- Task statement
In which lines of the data does the string "would" appear? Copy every one.
(Source data Opens)
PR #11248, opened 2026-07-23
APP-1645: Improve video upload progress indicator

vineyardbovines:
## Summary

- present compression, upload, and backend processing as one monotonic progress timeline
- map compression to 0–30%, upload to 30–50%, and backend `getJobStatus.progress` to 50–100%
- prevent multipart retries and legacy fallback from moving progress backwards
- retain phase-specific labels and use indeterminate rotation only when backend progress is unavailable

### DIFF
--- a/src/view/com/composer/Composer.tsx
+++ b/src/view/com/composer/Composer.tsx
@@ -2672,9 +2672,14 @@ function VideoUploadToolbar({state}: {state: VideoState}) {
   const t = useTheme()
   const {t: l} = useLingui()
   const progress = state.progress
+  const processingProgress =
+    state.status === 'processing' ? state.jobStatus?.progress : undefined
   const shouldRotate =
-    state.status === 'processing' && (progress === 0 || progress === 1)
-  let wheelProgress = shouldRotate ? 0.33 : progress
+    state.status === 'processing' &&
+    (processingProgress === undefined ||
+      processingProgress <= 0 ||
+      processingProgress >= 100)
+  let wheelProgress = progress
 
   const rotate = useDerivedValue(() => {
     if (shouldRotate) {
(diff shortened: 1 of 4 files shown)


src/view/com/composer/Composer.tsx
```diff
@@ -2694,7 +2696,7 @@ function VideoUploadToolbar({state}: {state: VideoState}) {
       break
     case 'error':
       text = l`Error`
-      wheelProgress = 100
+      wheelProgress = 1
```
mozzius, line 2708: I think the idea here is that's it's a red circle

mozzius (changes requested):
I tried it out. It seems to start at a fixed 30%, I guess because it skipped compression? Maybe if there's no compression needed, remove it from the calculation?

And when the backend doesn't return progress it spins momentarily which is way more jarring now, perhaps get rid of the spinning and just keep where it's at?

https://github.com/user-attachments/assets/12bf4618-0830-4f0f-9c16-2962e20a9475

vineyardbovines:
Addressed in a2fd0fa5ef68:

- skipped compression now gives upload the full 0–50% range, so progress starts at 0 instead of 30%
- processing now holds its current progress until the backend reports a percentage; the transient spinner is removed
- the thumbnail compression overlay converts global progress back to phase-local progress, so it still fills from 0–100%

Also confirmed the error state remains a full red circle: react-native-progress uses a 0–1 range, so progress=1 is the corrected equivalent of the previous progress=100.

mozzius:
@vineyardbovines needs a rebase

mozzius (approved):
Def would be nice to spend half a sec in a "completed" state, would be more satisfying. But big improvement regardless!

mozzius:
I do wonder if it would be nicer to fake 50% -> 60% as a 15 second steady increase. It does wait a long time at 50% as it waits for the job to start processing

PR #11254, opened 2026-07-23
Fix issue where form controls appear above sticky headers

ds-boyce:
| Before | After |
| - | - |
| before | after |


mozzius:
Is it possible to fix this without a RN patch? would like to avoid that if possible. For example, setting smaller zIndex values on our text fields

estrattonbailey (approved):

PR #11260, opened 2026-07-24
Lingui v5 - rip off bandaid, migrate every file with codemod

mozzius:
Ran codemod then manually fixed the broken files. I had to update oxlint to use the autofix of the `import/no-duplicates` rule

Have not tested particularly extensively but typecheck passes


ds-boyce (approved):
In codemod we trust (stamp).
(Source data Closes)
(Source data Opens)
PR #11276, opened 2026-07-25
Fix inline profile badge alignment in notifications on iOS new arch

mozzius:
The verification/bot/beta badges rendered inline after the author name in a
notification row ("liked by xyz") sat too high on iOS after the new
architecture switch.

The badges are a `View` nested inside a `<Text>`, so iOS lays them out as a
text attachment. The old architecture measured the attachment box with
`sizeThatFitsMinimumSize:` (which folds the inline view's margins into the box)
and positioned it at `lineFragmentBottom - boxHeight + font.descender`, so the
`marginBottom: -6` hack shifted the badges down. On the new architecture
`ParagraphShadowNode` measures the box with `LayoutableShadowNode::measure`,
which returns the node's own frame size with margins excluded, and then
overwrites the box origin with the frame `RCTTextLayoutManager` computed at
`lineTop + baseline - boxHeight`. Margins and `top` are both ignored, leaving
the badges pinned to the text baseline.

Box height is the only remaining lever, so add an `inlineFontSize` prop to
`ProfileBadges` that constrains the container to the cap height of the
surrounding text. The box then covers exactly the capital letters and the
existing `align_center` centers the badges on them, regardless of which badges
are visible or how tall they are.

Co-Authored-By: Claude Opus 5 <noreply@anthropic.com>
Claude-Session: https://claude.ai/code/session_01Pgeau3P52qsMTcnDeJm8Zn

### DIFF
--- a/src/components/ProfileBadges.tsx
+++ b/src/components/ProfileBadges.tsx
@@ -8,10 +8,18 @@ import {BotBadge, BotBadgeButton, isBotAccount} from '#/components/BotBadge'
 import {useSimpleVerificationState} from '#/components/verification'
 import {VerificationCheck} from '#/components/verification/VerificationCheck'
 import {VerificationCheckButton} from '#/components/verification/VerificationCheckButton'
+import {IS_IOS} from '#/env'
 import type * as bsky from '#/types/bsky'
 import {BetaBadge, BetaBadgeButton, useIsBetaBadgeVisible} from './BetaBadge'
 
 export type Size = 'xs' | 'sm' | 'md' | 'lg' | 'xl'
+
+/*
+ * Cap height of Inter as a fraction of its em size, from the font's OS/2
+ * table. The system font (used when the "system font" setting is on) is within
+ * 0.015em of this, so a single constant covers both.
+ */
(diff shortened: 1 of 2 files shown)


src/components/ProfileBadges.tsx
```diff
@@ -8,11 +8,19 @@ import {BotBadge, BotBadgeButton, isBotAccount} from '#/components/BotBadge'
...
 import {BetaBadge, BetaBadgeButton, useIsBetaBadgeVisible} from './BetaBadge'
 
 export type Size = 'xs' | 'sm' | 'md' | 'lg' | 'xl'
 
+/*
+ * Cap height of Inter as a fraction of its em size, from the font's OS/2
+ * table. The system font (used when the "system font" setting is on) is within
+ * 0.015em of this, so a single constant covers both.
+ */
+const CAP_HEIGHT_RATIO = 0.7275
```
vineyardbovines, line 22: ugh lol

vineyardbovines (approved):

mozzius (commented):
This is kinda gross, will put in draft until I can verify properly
(Source data Closes)
- Answer space
Def would be nice to spend half a sec in a "completed" state, would be more satisfying. But big improvement regardless!
I do wonder if it would be nicer to fake 50% -> 60% as a 15 second steady increase. It does wait a long time at 50% as it waits for the job to start processing
Is it possible to fix this without a RN patch? would like to avoid that if possible. For example, setting smaller zIndex values on our text fields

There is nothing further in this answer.